Input:
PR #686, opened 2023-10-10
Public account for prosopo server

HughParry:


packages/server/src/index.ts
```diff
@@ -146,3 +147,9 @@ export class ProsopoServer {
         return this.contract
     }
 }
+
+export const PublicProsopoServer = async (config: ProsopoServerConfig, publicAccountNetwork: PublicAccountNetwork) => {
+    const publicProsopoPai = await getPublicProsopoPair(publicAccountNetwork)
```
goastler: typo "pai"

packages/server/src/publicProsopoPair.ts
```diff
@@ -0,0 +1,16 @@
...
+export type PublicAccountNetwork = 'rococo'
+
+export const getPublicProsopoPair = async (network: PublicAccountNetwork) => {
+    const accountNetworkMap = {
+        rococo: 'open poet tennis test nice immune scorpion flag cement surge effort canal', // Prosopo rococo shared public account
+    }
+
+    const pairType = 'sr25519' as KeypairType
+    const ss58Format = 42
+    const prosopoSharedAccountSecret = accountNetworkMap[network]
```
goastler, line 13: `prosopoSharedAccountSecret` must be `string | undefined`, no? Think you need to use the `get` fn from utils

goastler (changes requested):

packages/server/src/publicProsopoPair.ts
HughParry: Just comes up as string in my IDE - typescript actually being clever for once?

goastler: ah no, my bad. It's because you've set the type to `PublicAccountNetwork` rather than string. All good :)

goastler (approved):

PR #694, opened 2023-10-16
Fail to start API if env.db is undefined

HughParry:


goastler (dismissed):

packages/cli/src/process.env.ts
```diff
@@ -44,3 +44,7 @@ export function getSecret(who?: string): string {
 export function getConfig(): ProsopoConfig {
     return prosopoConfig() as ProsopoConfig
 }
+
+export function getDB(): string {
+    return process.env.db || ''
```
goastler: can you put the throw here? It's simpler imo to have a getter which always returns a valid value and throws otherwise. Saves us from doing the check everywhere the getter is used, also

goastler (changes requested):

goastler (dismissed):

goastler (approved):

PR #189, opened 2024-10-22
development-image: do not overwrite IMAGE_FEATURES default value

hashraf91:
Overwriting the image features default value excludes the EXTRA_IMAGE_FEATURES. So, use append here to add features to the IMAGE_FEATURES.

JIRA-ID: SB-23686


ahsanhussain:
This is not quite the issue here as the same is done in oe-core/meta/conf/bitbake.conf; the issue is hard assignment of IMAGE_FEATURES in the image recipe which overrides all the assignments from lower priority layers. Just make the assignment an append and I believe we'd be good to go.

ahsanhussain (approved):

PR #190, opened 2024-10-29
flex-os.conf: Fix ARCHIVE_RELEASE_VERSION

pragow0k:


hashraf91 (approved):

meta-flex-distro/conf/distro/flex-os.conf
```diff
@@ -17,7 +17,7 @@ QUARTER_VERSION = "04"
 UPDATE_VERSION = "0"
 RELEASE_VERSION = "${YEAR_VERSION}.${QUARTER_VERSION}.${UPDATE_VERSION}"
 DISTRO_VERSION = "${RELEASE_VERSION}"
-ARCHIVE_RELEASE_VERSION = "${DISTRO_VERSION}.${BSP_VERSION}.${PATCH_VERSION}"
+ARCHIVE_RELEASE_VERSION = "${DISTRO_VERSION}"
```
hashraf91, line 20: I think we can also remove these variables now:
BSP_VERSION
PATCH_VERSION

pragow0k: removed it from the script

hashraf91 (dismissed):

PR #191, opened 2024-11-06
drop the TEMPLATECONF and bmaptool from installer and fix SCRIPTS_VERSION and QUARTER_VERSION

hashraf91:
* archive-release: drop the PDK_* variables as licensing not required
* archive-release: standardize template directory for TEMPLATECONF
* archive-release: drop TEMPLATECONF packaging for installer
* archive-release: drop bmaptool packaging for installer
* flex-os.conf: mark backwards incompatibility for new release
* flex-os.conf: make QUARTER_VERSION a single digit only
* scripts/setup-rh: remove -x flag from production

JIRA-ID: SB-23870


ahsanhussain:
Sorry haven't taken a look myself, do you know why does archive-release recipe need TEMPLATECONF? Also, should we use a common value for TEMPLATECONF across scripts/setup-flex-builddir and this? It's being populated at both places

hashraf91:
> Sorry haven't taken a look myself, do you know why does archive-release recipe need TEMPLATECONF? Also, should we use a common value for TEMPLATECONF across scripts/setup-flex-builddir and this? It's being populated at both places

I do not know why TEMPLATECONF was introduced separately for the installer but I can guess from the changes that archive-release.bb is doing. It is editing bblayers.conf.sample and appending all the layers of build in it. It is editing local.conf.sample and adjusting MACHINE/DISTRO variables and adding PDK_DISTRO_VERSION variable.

Activity: Restate the records exactly. Leave nothing out.

Result of the exercise:
PR #686, opened 2023-10-10
Public account for prosopo server

HughParry:


packages/server/src/index.ts
```diff
@@ -146,3 +147,9 @@ export class ProsopoServer {
         return this.contract
     }
 }
+
+export const PublicProsopoServer = async (config: ProsopoServerConfig, publicAccountNetwork: PublicAccountNetwork) => {
+    const publicProsopoPai = await getPublicProsopoPair(publicAccountNetwork)
```
goastler: typo "pai"

packages/server/src/publicProsopoPair.ts
```diff
@@ -0,0 +1,16 @@
...
+export type PublicAccountNetwork = 'rococo'
+
+export const getPublicProsopoPair = async (network: PublicAccountNetwork) => {
+    const accountNetworkMap = {
+        rococo: 'open poet tennis test nice immune scorpion flag cement surge effort canal', // Prosopo rococo shared public account
+    }
+
+    const pairType = 'sr25519' as KeypairType
+    const ss58Format = 42
+    const prosopoSharedAccountSecret = accountNetworkMap[network]
```
goastler, line 13: `prosopoSharedAccountSecret` must be `string | undefined`, no? Think you need to use the `get` fn from utils

goastler (changes requested):

packages/server/src/publicProsopoPair.ts
HughParry: Just comes up as string in my IDE - typescript actually being clever for once?

goastler: ah no, my bad. It's because you've set the type to `PublicAccountNetwork` rather than string. All good :)

goastler (approved):

PR #694, opened 2023-10-16
Fail to start API if env.db is undefined

HughParry:


goastler (dismissed):

packages/cli/src/process.env.ts
```diff
@@ -44,3 +44,7 @@ export function getSecret(who?: string): string {
 export function getConfig(): ProsopoConfig {
     return prosopoConfig() as ProsopoConfig
 }
+
+export function getDB(): string {
+    return process.env.db || ''
```
goastler: can you put the throw here? It's simpler imo to have a getter which always returns a valid value and throws otherwise. Saves us from doing the check everywhere the getter is used, also

goastler (changes requested):

goastler (dismissed):

goastler (approved):

PR #189, opened 2024-10-22
development-image: do not overwrite IMAGE_FEATURES default value

hashraf91:
Overwriting the image features default value excludes the EXTRA_IMAGE_FEATURES. So, use append here to add features to the IMAGE_FEATURES.

JIRA-ID: SB-23686


ahsanhussain:
This is not quite the issue here as the same is done in oe-core/meta/conf/bitbake.conf; the issue is hard assignment of IMAGE_FEATURES in the image recipe which overrides all the assignments from lower priority layers. Just make the assignment an append and I believe we'd be good to go.

ahsanhussain (approved):

PR #190, opened 2024-10-29
flex-os.conf: Fix ARCHIVE_RELEASE_VERSION

pragow0k:


hashraf91 (approved):

meta-flex-distro/conf/distro/flex-os.conf
```diff
@@ -17,7 +17,7 @@ QUARTER_VERSION = "04"
 UPDATE_VERSION = "0"
 RELEASE_VERSION = "${YEAR_VERSION}.${QUARTER_VERSION}.${UPDATE_VERSION}"
 DISTRO_VERSION = "${RELEASE_VERSION}"
-ARCHIVE_RELEASE_VERSION = "${DISTRO_VERSION}.${BSP_VERSION}.${PATCH_VERSION}"
+ARCHIVE_RELEASE_VERSION = "${DISTRO_VERSION}"
```
hashraf91, line 20: I think we can also remove these variables now:
BSP_VERSION
PATCH_VERSION

pragow0k: removed it from the script

hashraf91 (dismissed):

PR #191, opened 2024-11-06
drop the TEMPLATECONF and bmaptool from installer and fix SCRIPTS_VERSION and QUARTER_VERSION

hashraf91:
* archive-release: drop the PDK_* variables as licensing not required
* archive-release: standardize template directory for TEMPLATECONF
* archive-release: drop TEMPLATECONF packaging for installer
* archive-release: drop bmaptool packaging for installer
* flex-os.conf: mark backwards incompatibility for new release
* flex-os.conf: make QUARTER_VERSION a single digit only
* scripts/setup-rh: remove -x flag from production

JIRA-ID: SB-23870


ahsanhussain:
Sorry haven't taken a look myself, do you know why does archive-release recipe need TEMPLATECONF? Also, should we use a common value for TEMPLATECONF across scripts/setup-flex-builddir and this? It's being populated at both places

hashraf91:
> Sorry haven't taken a look myself, do you know why does archive-release recipe need TEMPLATECONF? Also, should we use a common value for TEMPLATECONF across scripts/setup-flex-builddir and this? It's being populated at both places

I do not know why TEMPLATECONF was introduced separately for the installer but I can guess from the changes that archive-release.bb is doing. It is editing bblayers.conf.sample and appending all the layers of build in it. It is editing local.conf.sample and adjusting MACHINE/DISTRO variables and adding PDK_DISTRO_VERSION variable.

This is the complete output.